SPOKANE, Wash. -- Back in November of 2018, KHQ's "Help Me Hayley" introduced us all to a little boy named Kolton after his beloved Christmas Olaf was stolen. The response to Hayley's story was overwhelming, and the Olaf was quickly replaced.
Kolton was ecstatic because the Frozen character provided a much-needed distraction for him while he received cancer treatments. When that story aired, we were thrilled to report Kolton was in remission. On Monday, January 13, we got the devastating news that the cancer had returned.
Bill Anderson and his wife have been staying with their son at the hospital while he tries to once again beat it. They never thought they would find themselves crime victims while they were there, but on Monday they found their car ransacked while it was parked in one of the hospital parking garages. Hundreds of dollars worth of property was taken.
"We usually bring up an extra TV for my wife and I to watch in the hospital so Kolton can have the one in his room to watch movies," Bill said. "The TV that was taken was the one from Kolton's room at home."

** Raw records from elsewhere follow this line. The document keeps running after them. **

PR #455, opened 2021-08-02
Modified the Minicliet to have a setting for fixed remuxing

jvl711:
Modified the Minicliet to have a setting for fixed remuxing when the video codec and audio codec are both supported, but the container is not.  This allows for lower cost transcoding in certain situations, and can also be used to fix files which may have issues with their containers.

### DIFF
--- a/java/sage/MiniClientSageRenderer.java
+++ b/java/sage/MiniClientSageRenderer.java
@@ -3849,6 +3849,7 @@ public class MiniClientSageRenderer extends SageRenderer
         sendGetPropertyAsync("PUSH_AV_CONTAINERS");
         sendGetPropertyAsync("STREAMING_PROTOCOLS");
         sendGetPropertyAsync("FIXED_PUSH_MEDIA_FORMAT");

The thieves also stole a battery jump box, some sunglasses and more, but Bill says they don't care about 'stuff.' The only thing they want, the only thing they even care about is their little boy beating the odds that they know are stacked against him.
"We've been told there is no cure once it relapses," Bill said. "We have to be strong. We have to. All he wants is to be a little kid."

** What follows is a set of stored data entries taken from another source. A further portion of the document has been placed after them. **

PR #457, opened 2021-08-16
Added some additional constraints on -aspect swith in FFMPEGTranscode…

jvl711:
Added some additional constraints on -aspect swith in FFMPEGTranscoder to make sure an invalid aspect ratio is not passed to the transcoder.  In my testing, I saw a few occurrences when watching live TV where the content did not seem to be properly identified, and the container format had no aspect or dimensions to the video.  This caused FFMPEGTranscoder to pass -aspect 0:0.  This caused the transcoder to fail and Sage client to display a blank screen.

I realize this is a code path that should probably not occur, but I also think it is a reasonable check and restriction.  I would rather FFmpeg try again to determine the aspect when it has more data.

Josh

### DIFF
--- a/CHANGELOG.md
+++ b/CHANGELOG.md
@@ -1,7 +1,9 @@
 # Change Log
 
 ## Next ##
-* Added option to FFMPEGTranscoder to allow for a setting to copy video or audio 
+* Added option to FFMPEGTranscoder to allow for a setting to copy video or audio
+* Added a new option to the Miniclient for fixed remux profile.  This is used when the audio/video codec are supported, but the container is not
+* Added some additional constraints on -aspect swith in FFMPEGTranscoder to make sure an invalid aspect ratio is not passed to the transcoder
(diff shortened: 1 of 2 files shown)


CHANGELOG.md
```diff
@@ -1,7 +1,9 @@
 # Change Log
 
 ## Next ##
-* Added option to FFMPEGTranscoder to allow for a setting to copy video or audio 
+* Added option to FFMPEGTranscoder to allow for a setting to copy video or audio
+* Added a new option to the Miniclient for fixed remux profile.  This is used when the audio/video codec are supported, but the container is not
+* Added some additional constraints on -aspect swith in FFMPEGTranscoder to make sure an invalid aspect ratio is not passed to the transcoder
```
Narflex, line 6: Misspelled 'switch'

jvl711:
Thanks Jeff!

The family had been enjoying and taking full advantage of the months where Kolton had a clean bill of health.
"He's just a fun loving seven-year-old," Bill said. "He loves to be outside, going swimming, camping. We thought we were through with this. We thought he beat it."
But then Fall hit.
"That's when we felt a little bump in his neck," Bill said. "Scans came back clean in September, but it continued to grow."

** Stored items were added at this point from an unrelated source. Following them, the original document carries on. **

PR #459, opened 2021-09-02
Create GitHub Action for CI

Narflex:


Narflex:
Yeah! We have CI again. :)  Still needs to be updated to do deploy...and also increase the Ubuntu version since 16.04 is going to be deprecated this month by GitHub Actions.

PR #460, opened 2021-09-02
Rename file and update Ubuntu version for CI

Narflex:
I named this file wrong, fix that. Also I need to see if it works with a newer version of Ubuntu. GitHub Actions is deprecating 16.04 this month.


Narflex:
Awesome, CI works again. :)

PR #461, opened 2021-09-02
Fix bool defs in Channel.h

Narflex:
These just look wrong and have caused various problems, if they break anything they can be put back.

### DIFF
--- a/native/ax/Channel-2/Channel.h
+++ b/native/ax/Channel-2/Channel.h
@@ -54,16 +54,6 @@
 
 #define MAX_SATELLATE_NUM  6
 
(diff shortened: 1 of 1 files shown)


Narflex:
I should mention this was causing the local build on my workstation to fail as well as the 18.04 CI build.

wnjj:
This did break native compiling on Windows.  I'm trying to see what it takes for bool to be natively recognized but it's possible other parts of the code are defining it to nothing.  Can I put it back but under the #ifdef WIN32?  That should only affect Windows compiling.

Narflex:
Merge accepted.

PR #462, opened 2021-09-13
Add GitHub Action for deploy and increment version

Narflex:


Narflex:
I'm not entirely sure this will cause the deploy action to work. My concern is that the build output artifacts from the 'build' step won't be usable by the 'deploy' step...but we will find out when I push it.

PR #465, opened 2021-09-29
Revert PR#461 for Windows build

wnjj:
bool, true and false are not part of WIN32 natively.  This reverts https://github.com/google/sagetv/pull/461 but only for Windows compiling.


Narflex:
OK, not surprising...I figured we left it there for some reason. Thanks for fixing!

So they took Kolton back to his doctor. A biopsy confirmed their worst fears.
"When it came back, he said, 'but dad, I thought I beat this,'" Bill said. "I didn't know what to say other than, 'we'll have to fight just as hard to beat it again.'"
That's why the family is spending so much time at Sacred Heart. Being the victim of a property crime, especially on hospital grounds, was the last thing on their minds.
"We're here at the hospital going through the worst part of our lives, then something like this happens," Bill said.
Bill spoke to our Hayley Guenthner because he wants more security in the parking garages. He also wanted to warn other families that this is going on.
"We found out another family in the pediatric oncology also had their car broken into around the same time," he said.
The family has created a GoFundMe account, which can be viewed HERE.
The hospital provided the following statement:
"Providence Sacred Heart Medical Center & Children’s Hospital takes the safety and security of our patients and visitors very seriously. We have taken significant measures to increase physical security through the campus and are always looking for areas of improvement. In addition to cameras to assist with monitoring garages and an increase in staffing, the Providence Security team has added more routine patrols both on foot and by car. These additional safety measures resulted in 75% fewer vehicle burglaries from 2018 to 2019.
Anytime a patient or visitor feels unsafe on our hospital campus, they can request a security escort to their vehicle by calling 509-474-7777. A member of the Providence Security team will be happy to assist them.
As a precaution, we recommend everyone follow these safety practices:
• Never leave your keys in the ignition or elsewhere in the vehicle.
• Don’t leave packages, purses, electronics, bags/briefcases, automatic garage door openers, personal papers and mail or other items in plain view in your vehicle which can invite a break-in and lead to vehicle theft, home burglary and identification theft.
• Never hide a second set of keys in your vehicle. Extra keys can easily be found, especially by experienced thieves who know the hiding places in vehicles."